Здесь есть деталь, брошенная мимоходом, но в которой как бы овеществлено пребывание Левана в нейтральной полосе — между бытием и небытием. Перед тем, как выехать в поле, Леван идет за лопатами, но лопат не было — ни одной. «Ушел, — уже по-деловому проговорил старик». Леван думает, что Амиран ушел в поле раньше его. Однако лопат нет по другой причине. Лопата, которой вырыта могила, выбрасывается — таков грузинский обычай. Амиран, действительно, ушел.

Старик существует как бы в метафорическом мире. Образ слоится. Отшелушивается верхний слой, под ним возникает другой, который отодрать страшно. Эти метафоры и метаморфозы порождены не игрой ума, а живой жизнью сознания, пробивающегося к истине. Истина тут, однако, не в том, чтобы Леван понял, что Амиран умер, а в том, что он не должен дать погибнуть еще одному существу — земле, которую не вспаши — она и не родит, ведь и бред его связан со свадьбами сыновей. Он все время озабочен тем, чтобы жизнь продолжалась, чтобы кругооборот ее не прервался. Ссыхающаяся земля, описанная автором с таким тщанием, грозит разрушить этот кругооборот необратимо, и лишь под этой угрозой старик покидает нейтральную полосу, возвращая себя в бытие. Он жив лишь постольку, поскольку ощущает свое участие в этом кругообороте. Он мертв, пока не подключен к созиданию. Состояние отключенности, в котором пребывает Леван, — это состояние выброшенности из созидания.

Подробности бытовых житейских забот одухотворены у Иоселиани этой созидательской миссией. Вне этой миссии они разрушают сами себя. Прахом или жиром обернется это разрушение — уже не так важно.

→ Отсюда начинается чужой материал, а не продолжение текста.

PR #89, opened 2015-07-23
Make base url configurable for CLI

dshiga:
The agora URL was hard coded to agora-ci.broadinstitute.org. I've defaulted it to agora-prod.broadinstitute.org, since that is what the orchestration service is using. I've also made it overridable, so you can pass in whatever you want, with -u.


jacarey:
+1

jacarey:
:+1:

Рассказ «Дочь мельника» совсем не сводим к нынешней расхожей ситуации — расхожей и в жизни и в литературе, — когда в деревне одиноко доживает домучиваемый жизнью отец, брошенный преуспевающими детьми. Эта ситуация скорее повод, чем существо рассказа. Монотонно льющийся дождь («Дочь мельника») и монотонно дробящееся в мельничных жерновах зерно (рассказ «Водяница») — не аккомпанемент интриги, вполне житейской, как в рассказе «Дочь мельника», или почти сказочной, как в «Водянице». Это внутреннее состояние, в котором пребывают герои, ткань и тонус его. Но оно, это состояние, хаотичное и монотонное, вдруг обнаруживает способность к остро выраженной форме, к дерзости самовыявления. Память старого Беко из долгой его жизни вырывает одно лишь событие — «кажется, что он помнит это событие со своего рождения, хотя случилось оно в пору возмужания, когда пушок у него над губой сменился усами. Пожалуй, такого и не могло случиться в другую пору, но Беко кажется, что это всегда было с ним. От первых дней жизни и до последних дней». Это событие — встреча со своей будущей женой, а вся последующая жизнь— тяжелое ярмо на шее, «всю шерсть на шее вытерло», и сперва на эту шею сел первенец Симоника, а потом Гиголика, а через три года — Коция и четвертой — Текла. Все последующее и в памяти Беко, и в рассказе идет очень редким пунктиром, а та встреча с дочерью мельника (не со своей женой, не с матерью своих четырех детей, а именно с дочерью мельника) — во всех подробностях. Начало так и осталось началом, хотя жизнь с этой женщиной состоялась. Это мгновение, когда он был собой. С ним и в нем что-то происходило. Это было событие. Coбытие. Дальнейшее — если и не молчание, то инерция.